28/08/2025

Imagine a world where AI, open data, and forward-thinking philanthropy converge to help us solve humanity’s most complex challenges, from climate breakdown to rising inequality and fragile peace. That’s the bright future envisioned by John G. Palfrey, President of the MacArthur Foundation, in his latest Dædalus essay  he envisions  a future in which AI, data, and philanthropy are reoriented toward the public good, where “a brighter future for the climate, international peace, economic inclusion, and other broad societal goals is within reach.”

Palfrey argues that solving the challenges of the 21st century requires more than better tools: it requires a different mindset. His vision rests on two key shifts:

  1. From private gain to public good, making platforms, datasets, and technology openly accessible to civic-minded actors.

The knowledge, platforms, and datasets driving innovation today are largely controlled by corporations or, in fewer instances, governments. Access is restricted, often monetised, and rarely designed with civic actors in mind. Let’s imagine the opposite: a world in which these resources are treated as public goods, accessible to researchers, advocates, and communities working for social progress. In practice, this could mean open-sourcing algorithms, sharing climate data with frontline organisations, or building AI applications that directly support democratic participation. The shift is simple to describe but radical in impact: it repositions technology as infrastructure for collective problem-solving, not as a tool for maximising profit.

  1. From transactional philanthropy to systems-level change, supporting strategies that address interconnected challenges rather than isolated causes.

    Too often, philanthropy operates like a grant marketplace: short cycles, fragmented projects, and a focus on outputs rather than long-term outcomes. The essay calls for a deeper transformation: supporting strategies that tackle the interconnected roots of problems rather than isolated symptoms. For example, fighting climate change cannot be separated from tackling inequality or strengthening democratic governance.
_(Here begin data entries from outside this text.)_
PR #799, opened 2026-07-02
ci: cashu test-mint harness — Cashu foundation CF-3

grunch:
## Summary

**CF-3** of the Cashu foundation ([`docs/cashu/01-fundamentals.md` §6](../blob/main/docs/cashu/01-fundamentals.md)): a real Cashu mint for CI and local runs, so CF-2 (#798) and the feature tracks have something to test against. Pure test/infra — **no daemon code**.

- **`docker-compose.cashu.yml`** — throwaway **nutshell 0.20.1** mint on the FakeWallet backend (no Lightning node; mint requests auto-settle). `MINT_PRIVATE_KEY=TEST_PRIVATE_KEY` is the documented **non-sensitive fixture** the spec calls for (deterministic keysets across runs; guards nothing).
- **`.github/workflows/cashu.yml`** — dedicated workflow, **never a default required check**: nightly cron on `main` (safety net) + opt-in per-PR via the **`cashu` label** + `workflow_dispatch`, mirroring the mutation-testing trigger pattern. It also runs `cargo test cashu -- --ignored`, so mint-backed `#[ignore]` tests that later PRs add inside `src` (e.g. `CashuClient::connect`/`check_state`/DLEQ) are picked up with zero workflow changes.
- **`tests/cashu_mint.rs` + `tests/common/mod.rs`** — env-gated integration skeleton (`CASHU_TEST_MINT_URL`): spin-up wait helper + a smoke test asserting the mint is reachable and supports **NUT-07/11/12** (the same prerequisites `CashuClient::connect` enforces, so a mint-image bump that drops one fails loudly here). Skips cleanly when the env var is unset — default `cargo test` stays offline.

### Note

The spec also lists wallet-level helpers (fund a wallet, build a 2-of-3 token) in `tests/common/`. Those need the `cdk` dependency, which lands with CF-2 (#798) — they'll follow once it merges (documented in the module header). Everything else in the CF-3 spec ships here.

## Test plan

- [x] Without `CASHU_TEST_MINT_URL`: test compiles and skips cleanly (offline default preserved)
- [x] Against the real dockerized mint locally: `docker compose -f docker-compose.cashu.yml up -d` → `CASHU_TEST_MINT_URL=http://127.0.0.1:3338 cargo test --test cashu_mint` → **1 passed** (mint up, NUT-07/11/12 supported) → `down -v`
- [x] `cargo fmt --all` / `cargo clippy --all-targets --all-features -- -D warnings`
- [x] `ci.yml` file untouched. Note this PR does add the repo's first `tests/` integration target, so `cargo test` (the required `test` job) now compiles and runs it — verified green (1015 + 1 passed, clippy --all-targets --all-features -D warnings clean). No `ci.yml` job definition changed, but the required suite's surface does grow.

Wave-1 PR of the CF-0…CF-5 series (CF-0 #795, CF-1 #796, CF-4 #797, CF-2 #798). Remaining: CF-5 (integration — needs CF-0+CF-1+CF-2 merged, ships last).

## Summary by CodeRabbit

* **CI**
  * Added a scheduled and on-demand “Cashu Integration” workflow running containerized mint integration tests, with opt-in execution for pull requests marked accordingly.
* **Tests**
  * Added mint-backed integration coverage that checks mint reachability and validates supported escrow nuts and an active `sat` keyset.
  * Tests are environment-gated to stay offline by default, and now fail clearly if the required test mint URL is missing when required.
  * Containerized test services are automatically started and cleaned up after the run.
* **Documentation**
  * Added guidance and warnings for using the local containerized test mint configuration.

### DIFF
--- a/.github/workflows/cashu.yml
+++ b/.github/workflows/cashu.yml
@@ -1,0 +1,56 @@
+name: Cashu Integration
+
+on:
+  # NOTE: intentionally NOT part of the default required PR checks (CF-3,
+  # docs/cashu/01-fundamentals.md §6): non-Cashu PRs and the Lightning path
+  # never pay the cost or flakiness of a live mint. Mirrors the mutation
+  # workflow's pattern — nightly audit (schedule) + on demand
+  # (workflow_dispatch) + opt-in per-PR via the `cashu` label.
+  pull_request:
+    branches: [main]
+    types: [opened, synchronize, reopened, labeled]
+  workflow_dispatch:
+  schedule:
+    # Nightly against main at 4 AM UTC, so a mint-facing regression is
+    # caught even if a PR author forgets the label.
+    - cron: '0 4 * * *'
+
+env:
+  CARGO_TERM_COLOR: always
+  CASHU_TEST_MINT_URL: http://127.0.0.1:3338
+
+jobs:
+  mint-integration:
+    runs-on: ubuntu-latest
+    # Opt-in only on PRs: add the `cashu` label when needed.
+    if: github.event_name != 'pull_request' || contains(github.event.pull_request.labels.*.name, 'cashu')
+    steps:
+      - uses: actions/checkout@v6
+
+      - uses: dtolnay/rust-toolchain@stable
+
+      - name: Install protobuf
+        run: |
+          sudo apt-get update
+          sudo apt-get install -y protobuf-compiler
+
+      - name: Cache cargo
+        uses: Swatinem/rust-cache@v2
+        with:
+          cache-on-failure: true
+
+      - name: Start test mint
+        run: docker compose -f docker-compose.cashu.yml up -d
+
+      - name: Run mint-backed integration tests
+        run: cargo test --test cashu_mint -- --nocapture
+
+      - name: Run env-gated in-tree cashu tests
+        # Picks up any `#[ignore]`-gated mint-backed tests later PRs add
+        # inside src (e.g. CashuClient's connect/check_state/DLEQ paths).
+        # Zero matching tests is a clean pass.
+        run: cargo test cashu -- --ignored --nocapture
+
+      - name: Stop test mint
+        if: always()
+        run: docker compose -f docker-compose.cashu.yml down -v
--- a/.github/workflows/cashu.yml
+++ b/.github/workflows/cashu.yml
@@ -59,7 +59,9 @@ jobs:
         run: docker compose -f docker-compose.cashu.yml up -d
 
       - name: Run mint-backed integration tests
-        run: cargo test --test cashu_mint -- --nocapture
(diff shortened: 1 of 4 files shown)


grunch:
@codex review

grunch:
@coderabbitai review

codaMW (approved):
Reviewed CF-3, statically and with a live local run. Clean test-infra PR no daemon code, correctly gated, and the harness works end to end.
Offline default preserved (the key safety property). Without CASHU_TEST_MINT_URL, cargo test filters the mint test out cleanly (0 tests … 1 filtered out) and the 503-suite is untouched the mint_url_from_env() … else return skip means the default suite never depends on network or docker.
Workflow correctly non-blocking. .github/workflows/cashu.yml triggers only on the cashu PR label (if: contains(labels, 'cashu')), workflow_dispatch, and a nightly cron never a default required check, mirroring the mutation-testing pattern, with if: always() teardown. Non-Cashu PRs and the Lightning path never pay the mint's cost or flakiness.
Mint config sound. nutshell 0.20.1 pinned (reproducible), FakeWallet backend (no LN), MINT_PRIVATE_KEY=TEST_PRIVATE_KEY a documented non-sensitive fixture (header is explicit it guards nothing). The smoke test asserts NUT-07/11/12 the same prerequisites CashuClient::connect enforces so a mint-image bump dropping one fails loudly here rather than inside a track's e2e.
Ran it locally. docker compose -f docker-compose.cashu.yml up ->  mint came up on :3338 -> CASHU_TEST_MINT_URL=… cargo test --test cashu_mint -> mint_is_reachable_and_supports_escrow_nuts ... ok. /v1/info confirms NUT-07/11/12 supported: true. Also confirmed the fail-loud path: with no mint reachable the test times out and fails clearly (intended). Clean teardown with down -v.
Forward-looking bits are good: cargo test cashu -- --ignored picks up future in-tree mint tests with zero workflow changes, and the wallet-helper deferral to post-CF-2 (needs cdk) is documented. The mint stands ready for CF-5's integration E2E. ACK.

BraCR10 (commented):
ACK, this works well locally.

As Codex said in tests/common/mod.rs, line 32, the mint request has no timeout. If the mint gets stuck, the job could run for hours instead of failing after 90 seconds. It would help to add a timeout to the reqwest client.

The current test does not check if the mint's active keyset uses the sat unit. This is one of four checks that connect() does in CF-2. The spec also talks about an ignore test for connect() itself, inside the real module. This workflow already has a step ready to run that test, but it does not exist yet. Is this planned for a later PR, or should it be added here?

As an additional nice to have. The docker file for the mint could go inside the docker folder, next to docker/compose.yml, instead of the root folder.

codaMW (approved):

A systems lens recognises these interdependencies and funds organisations to work across boundaries, over time, and in collaboration. It is philanthropy not as a patchwork of projects, but as scaffolding for sustained, structural change.

Hope Meets Pressure

The vision is inspiring, but it is also demanding. Because it asks us to dream big precisely at a time when many organisations feel small. Civil society advocates and funders alike are working under enormous stress: shrinking civic space, political headwinds, and fragile funding ecosystems. At The Good Lobby, we’re currently exploring these dynamics through our Impact Under Stress initiative. Palfrey’s call for openness and collaboration resonates strongly here: resilience in advocacy may not come from doing “more with less,” but from rethinking relationships between funders and advocates, between technology and society, between local struggles and global systems.

A Collective Responsibility

If Palfrey is right, the future will not be solved by innovation alone. It will be addressed in the spaces where donors, advocates, technologists, and citizens come together to build something bigger than themselves. That is the challenge before us. And perhaps also the opportunity: to make stress a catalyst for reinvention, to break the silos that keep sectors and movements apart, and to turn shared ideas into infrastructures, strategies, and coalitions capable of lasting impact.